Du 15 janvier au 2 février
prochain, le Périscope nous présente
une version retravaillée de la pièce Quand
le sage pointe la lune, le fou regarde le doigt,
signé Marc Doré et la Troupe
du Soucide Collectif. Comme les grands fromages
qui nous font patienter pour mieux les savourer, cette
pièce nous revient plus goûteuse et plus
mature. Depuis sa première représentation
il y a deux ans, Catherine Dorion, Serge Bonin
et Nicola-Frank Vachon ont su évoluer
et gravir les planches, toujours en direction de la lune.
La spontanéité
dans la création, la naïveté d’un
regard enfantin, la résurrection de Sol et de ses
calembours, mais surtout le côté cru et «trashy»

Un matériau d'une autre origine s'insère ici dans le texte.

PR #519, opened 2016-10-18
Read webcam in maximal resolution

montaga:
With this the image of the webcam is read in the maximal possible resolution. We require this for saturday.
I am not sure wheather there is a nicer solution, but according to http://stackoverflow.com/questions/27420581/get-maximum-video-resolution-with-getusermedia it seems like there is no better solution.

### DIFF
--- a/src/js/libcs/OpImageDrawing.js
+++ b/src/js/libcs/OpImageDrawing.js
@@ -349,21 +349,34 @@ evaluator.allimages$0 = function() {
 
 evaluator.cameravideo$0 = function() {
     var openVideoStream = null;
-    var constraints = {
+    // As per https://bugs.chromium.org/p/chromium/issues/detail?id=543997#c47,
+    // Chrome 54 doesn't actually honor ideal constraints yet, so we need
+    // to explicitely list some common widths to control resolution selection.
+    var constraints = [320, 640, 1024, 1280, 1920, 2560];
+    constraints = constraints.map(function(w) {
+        return {
+            width: {
+                min: w
+            }
+        };
+    });
+    // We'd like to also minimize aspect ratio i.e. maximize height for a given
+    // width, but Chrome again appears to have a problem with this. See also
+    // https://bugs.chromium.org/p/chromium/issues/detail?id=657145
+    if (false) {
+        constraints = constraints.concat([1.34, 1.59, 1.78].map(function(a) {
+            return {
+                aspectRatio: {
+                    max: a
+                }
+            };
+        }));
+    }
+    constraints = {
         video: {
-            optional: [{
-                minWidth: 320
-            }, {
-                minWidth: 640
-            }, {
-                minWidth: 1024
-            }, {
-                minWidth: 1280
-            }, {
-                minWidth: 1920
-            }, {
-                minWidth: 2560
-            }, ]
+            width: 16000, // ideal dimensions, will
+            height: 9000, // prefer big resolutions
+            advanced: constraints
         },
         audio: false
     };
--- a/src/js/libcs/OpImageDrawing.js
+++ b/src/js/libcs/OpImageDrawing.js
@@ -351,38 +351,36 @@ evaluator.cameravideo$0 = function(args, modifs) {
     var maximal = true; //use maximal as default (if no other modifier is given)
     var constraints = {};
 
+    function makeconstraints(width) {
+        return {
+            video: {
+                width: width,
+                advanced: [{
+                    width: {
+                        max: width, //see below for details
+                        min: width
+                    }
+                }, {
+                    width: {
+                        ideal: width
+                    }
+                }]
+            },
+            audio: false
+        };
+    }
+
     if (modifs.resolution !== undefined) {
-        maximal = false;
         var val = evaluate(modifs.resolution);
         if (val.ctype === 'string' && val.value === 'maximal') maximal = true;
         else {
-            var width = null;
-            var heightorratio = null;
-
             if (val.ctype === 'number') {
-                width = val.value.real;
-            } else if (List.isNumberVector(val).value && (val.value.length === 2)) {
-                width = val.value[0].value.real;
-                heightorratio = val.value[1].value.real;
-            } else return nada;
-
-            constraints = {
-                video: {
-                    width: width,
-                    advanced: [{
-                        width: {
-                            max: width, //ideal or exact seem not be supported by Chrome yet
-                            min: width
-                        }
-                    }, {
-                        width: {
-                            ideal: width
-                        }
-                    }]
-                },
-                audio: false
-            };
-            if (heightorratio) {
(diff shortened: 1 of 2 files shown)


gagern:
Is there any specification for this `optional` key? I haven't found anything on https://developer.mozilla.org/en-US/docs/Web/API/MediaDevices/getUserMedia or https://w3c.github.io/mediacapture-main/#idl-def-mediastreamconstraints. So perhaps we should at least allow for some fallback in case some browser does not understand this notation.

Looking at both these resources, it should be possible to do something like this, though:

```js
var constraints = {
    video: { width: { ideal: 16000 }, height: { ideal: 9000 } },
    audio: false
};
```

Which was also mentioned by http://stackoverflow.com/a/38746391/1468366. See https://w3c.github.io/mediacapture-main/#dfn-fitness-distance for details of fitness computation. I'd say the above should cause a selection of maximal dimensions for pretty much all real world devices.

montaga:
Unfortunately
```
var constraints = {
    video: { width: { ideal: 16000 }, height: { ideal: 9000 } },
    audio: false
};
```
works with Firefox but not with Chromium.

gagern:
Relevant links regarding status of this in Chrome:

* [Chromium Bug 543997](https://bugs.chromium.org/p/chromium/issues/detail?id=543997)
* [Chrome platform status](https://www.chromestatus.com/feature/5807737287999488)
indicates this should be in Chrome 52 for Android or 53 for Desktop
* [Stack Overflow: “getUserMedia() video size in Firefox & Chrome differs”](http://stackoverflow.com/q/26415778/1468366)

But I can confirm this still doesn't work in Chrome 53 on my system either. I asked on the above bug report about the current status of the “ideal” property.

What's worse, we can't combine both, since Chrome will complain:

> TypeError: Failed to execute 'getUserMedia' on 'MediaDevices': Malformed constraint: Cannot use both optional/mandatory and specific or advanced constraints. TypeError: Failed to execute 'getUserMedia' on 'MediaDevices': Malformed constraint: Cannot use both optional/mandatory and specific or advanced constraints.

I'm not happy merging something into master which satisfies one browser following an obsolete API for which I can't find a proper specification, while not supporting the current standards which are already supported by other browsers. This should be no showstopper to whatever you do next Saturday, as you likely control the environment there. But if this is going into master, we should at least try to condition it on browser name or similar.

I also had a look at [`adapter.js`](https://github.com/webrtc/adapter). I would have hoped that including that into the page would magically turn Chrome or Chromium into something conforming to the latest specs. But it doesn't work that way, probably because [judging from the sources](https://github.com/webrtc/adapter/blob/06c98d2b47663c0ce6dfc6e1e15d1d372e808f1b/src/js/chrome/getusermedia.js#L33-L46) it turns an `ideal` requirement into an exact optional, with none of the magic best-fit computation of the new spec.

gagern:
Oh, and I'd also like to see some modifiers to control this, so that for applications which don't need this high resolution (and I guess these might well be in the majority), we don't have to ware resources downscaling some immense video. Actually I'm not convinced the default should be maximal resolution. If you think it should be, we probably should start a discussion to get input from the rest of the team.

How about a modifier `resolution` (or `res`?), which accepts the string `"maximal"` (and/or `"max"`?) to indicate maximal resolution, or a pair of integers `[‹int›,‹int›]` to indicate the ideal dimensions (for browsers which support `ideal`), or a single number `‹int›` to specify the width of the image? We could even extend this to `[‹int›,‹number›]` if the second element is not an integer (or smaller than 10) to denote width and aspect ratio. So perhaps I want `[1920, 4/3]`, i.e. an ideal width of 1920px but please at an aspect ratio of 4:3 if possible?

gagern:
I just added a commit, after reading [the spec](https://w3c.github.io/mediacapture-main/#dfn-applyconstraints) some more, as well as [discussing on Chrome bug 543997](https://bugs.chromium.org/p/chromium/issues/detail?id=543997#c47) and [filing Chrome bug 657145](https://bugs.chromium.org/p/chromium/issues/detail?id=657145). Since this is now essentially my code, I'll not review it myself, but I think @montaga may now qualify to test and review this.

But I still think we should have a modifier to control choice of resolution, so please add support for that if you agree with the general approach of my code.

montaga:
Your code seems okay for me and it works both for Firefox and Chromium.

I have implemented an modifier as you proposed.

If the webcam has no native support for the given resolution, also here the browsers handle it different. Firefox finds the cloeses "ideal" resolution, while chrome will scale the images exactly to the given resolution. 
I hope that things will be less cumbersome in future...

gagern:
I'll look into this tomorrow, as the other review took longer than expected.

src/js/libcs/OpImageDrawing.js
```diff
@@ -347,12 +347,102 @@ evaluator.allimages$0 = function() {
...
+        maximal = false;
+        var val = evaluate(modifs.resolution);
+        if (val.ctype === 'string' && val.value === 'maximal') maximal = true;
+        else {
+            var width = null;
+            var heightorratio = null;
+
+            if (val.ctype === 'number') {
+                width = val.value.real;
+            } else if (List.isNumberVector(val).value && (val.value.length === 2)) {
```
gagern: Better use [`List._helper.isNumberVecN`](https://github.com/CindyJS/CindyJS/blob/v0.8.2/src/js/libcs/List.js#L806).

src/js/libcs/OpImageDrawing.js
```diff
@@ -347,12 +347,102 @@ evaluator.allimages$0 = function() {
...
+                width = val.value[0].value.real;
+                heightorratio = val.value[1].value.real;
+            } else return nada;
```
gagern: Usually we ignore modifiers of invalid type, instead of failing the whole function call. Is there a reason to do things differently here?

src/js/libcs/OpImageDrawing.js
```diff
@@ -347,12 +347,102 @@ evaluator.allimages$0 = function() {
...
+
+            constraints = {
+                video: {
+                    width: width,
+                    advanced: [{
+                        width: {
+                            max: width, //ideal or exact seem not be supported by Chrome yet
```
gagern: Grammatically incorrect comment. Perhaps also indicate that there are links with details further down, e.g. “see below for details”.

src/js/libcs/OpImageDrawing.js
```diff
@@ -347,12 +347,102 @@ evaluator.allimages$0 = function() {
...
+            video: {
+                width: 16000, // ideal dimensions, will
+                height: 9000, // prefer big resolutions
+                advanced: constraints
+            },
+            audio: false
+        };
+    }
+
+    console.log(constraints);
```
gagern: Do we want to keep this? Perhaps, for the time being. In the long run it should go away, though.

PR #521, opened 2016-10-24
Complex curves plugin

gagern:
This is an alternative to #389, referencing the complex curves source code by @kranich as a ZIP file download instead of the full-text inclusion envisioned there. I promised to create a PR for this in [our last meeting](https://github.com/CindyJS/CindyJS/wiki/Meeting-2016-09-19). Sorry it took me so long to file a PR for this…

What's in this PR here?
1. Plugin code to glue complex curves and CindyJS together.
2. Examples demonstrating that plugin.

des textes et des sujets ont de quoi nous faire rire de
nous-même… ou pleurer. À travers «le
Pow!», le tape-à-l’œil des
valeurs occidentales, un espoir sortit de nulle part persiste.

Les grandes discussions
sur l’état du monde sortent de nos salons
pour se glisser dans un genre de cratère terrien,
dépotoir humain visuellement frappant et musicalement
parlant où trois clowns n’ayant littéralement
pas la langue dans leur poche «évoquent
sans rien affirmer», énonce le comédien
Nicola-Frank Vachon. «Le clown a un regard très
naïf et très nouveau sur le monde, il aborde
les problèmes qu’on est habitué de
voir en s’investissant dans le présent et
en absorbant tout comme un enfant. Le fait qu’il
ne soit pas un être normal, qu’il n’ait
pas de nom, nous permet de nous distancier, mais chacun
peut s’y reconnaître».
C’est au cours
de leurs études au Conservatoire d’art dramatique
de Québec que deux des trois acolytes, Catherine
Dorion et Nicola-Frank Vachon, ont été saisis
par la tactique de jeu enseignée par leur ancien
professeur, Marc Doré. Ce dernier ayant rapportée
celle-ci directement de l’école Jacques Lecoq
en France jusqu’au Québec. Pour M.Doré,
aussi metteur en scène de la pièce, l’utilisation
du clown n’a rien à voir avec le clown idiot
du cirque. «Dans le clown, on parle ici d’imagination
de l’acteur où il peut tout jouer. C’est
toutes les formes de théâtres qui sont permises».
L’exploitation du clown comme médium a été
une source d’inspiration incontestable pour les
comédiens qui désirent continuer son exploration.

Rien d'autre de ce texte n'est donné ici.